Another good example is sea level rise, which reduces the land area that is suitable for us to live on. Again, that involves very challenging scientific questions, such as what happens to ice sheets, and how to get tighter estimates of the climate sensitivity — the amount of warming for a given amount of CO2 emitted to the atmosphere.
Q: In your Nature Climate Change commentary, you also mentioned that climate research will face challenges going ahead. What are some examples?

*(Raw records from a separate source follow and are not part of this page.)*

PR #7, opened 2025-04-15
refactor with fetch

Jephuff:
Adds the execute_operation and refactors to be a struct with `Tool` and `execute_operation` 
Does this refactor make sense? thoughts?

### DIFF
--- a/crates/mcp-apollo-server/src/operations.rs
+++ b/crates/mcp-apollo-server/src/operations.rs
@@ -243,9 +243,9 @@ mod tests {
                 "operation.graphql",
             )
             .expect("failed to parse operation");
-        let grpahql_schema = document.to_schema().unwrap();
+        let graphql_schema = document.to_schema().unwrap();
 
-        let operation = Operation::new(source_text, &grpahql_schema, custom_scalar_map);
+        let operation = Operation::new(source_text, &graphql_schema, custom_scalar_map);
         let tool = operation.as_tool();
         assert_eq!(json!(tool.input_schema), expected_json);
     }


crates/mcp-apollo-server/src/operations.rs
```diff
@@ -1,55 +1,100 @@
...
+            }
+            _ => panic!("no operations in document"),
+        }
+    }
 
-    let operation_name = operation
-        .name
-        .clone()
-        .expect("Operations require names")
+    pub async fn execute_operation(
```
pubmodmatt: Change the name to just `execute`, it's already an operation

crates/mcp-apollo-server/src/operations.rs
```diff
@@ -1,55 +1,100 @@
...
+        variables: serde_json::Value,
+    ) -> Result<String, reqwest::Error> {
+        let client = reqwest::Client::new();
+        let body = serde_json::json!({
+            "query": self.source_text,
+            "variables": variables,
+        })
         .to_string();
 
+        match client.post(endpoint).body(body).send().await {
```
pubmodmatt: You'll need to set `.header("Content-Type", "application/json")` here or the router will reject it

crates/mcp-apollo-server/src/operations.rs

A: Yes, one of the challenges is how to have the right balance between applied and fundamental research and not limit ourselves to short-term questions. To have a robust science, we have to expand our focus beyond our current climate. For example, there may be surprises in the climate system such as periods of less or more accelerated warming. So, we need to have a science that isn't too narrow because we don't know exactly what information going to be important in the future. That implies the need to do basic research. At the same time, there's a lot of pressure to apply the models and all the data that we have already.
Another important challenge is how we can maintain the observational record going forward. We need high-quality, long-term observations to be able to understand how the climate system is changing, for example, from satellites, but also from weather balloons and other in situ observations, and of the ocean. At the same time, we'd like to understand Earth processes better. And that leads to a tension: We want to understand particular phenomena with the latest technology available, but at the same time — given limited resources for research — maintain the long record that's necessary for climate monitoring and to inform modeling. Most of these climate records are maintained by governments around the world, so it's important to emphasize the need to maintain the records so we can understand the system to the best of our ability.
An interesting question, in terms of challenges, is how best to improve climate models. An aspect of that which is being debated at the moment is: Should every country have its own climate model, or indeed should some countries have many climate models? How important is it to have this diversity of models from different countries, or should we put more of our resources into a few presumably better climate models — better run and on bigger machines?
Having a diversity of models — using different approaches and different coding methods and so forth — is helpful in that one can tell, if the models are disagreeing on some prediction or projection or some aspect of their simulations, then that's an area that needs to be worked on and that's probably not trustworthy.
The question is: Should we, given finite resources, pool them into a smaller number of models? Certainly not one, but currently, for example, Europe has many. The U.S. has many models. I don't think that anyone's arguing we should just have one modeling center or one computer that we run models on. But one could imagine reducing them down to three or four models that more effort is put into.
What's the right number? An answer to that question hasn't emerged yet, but that's one of the issues that people are talking about now.
So, we'd hope that, some questions like the ones we've raised are leading to a robust and dynamic scientific community that works on these problems.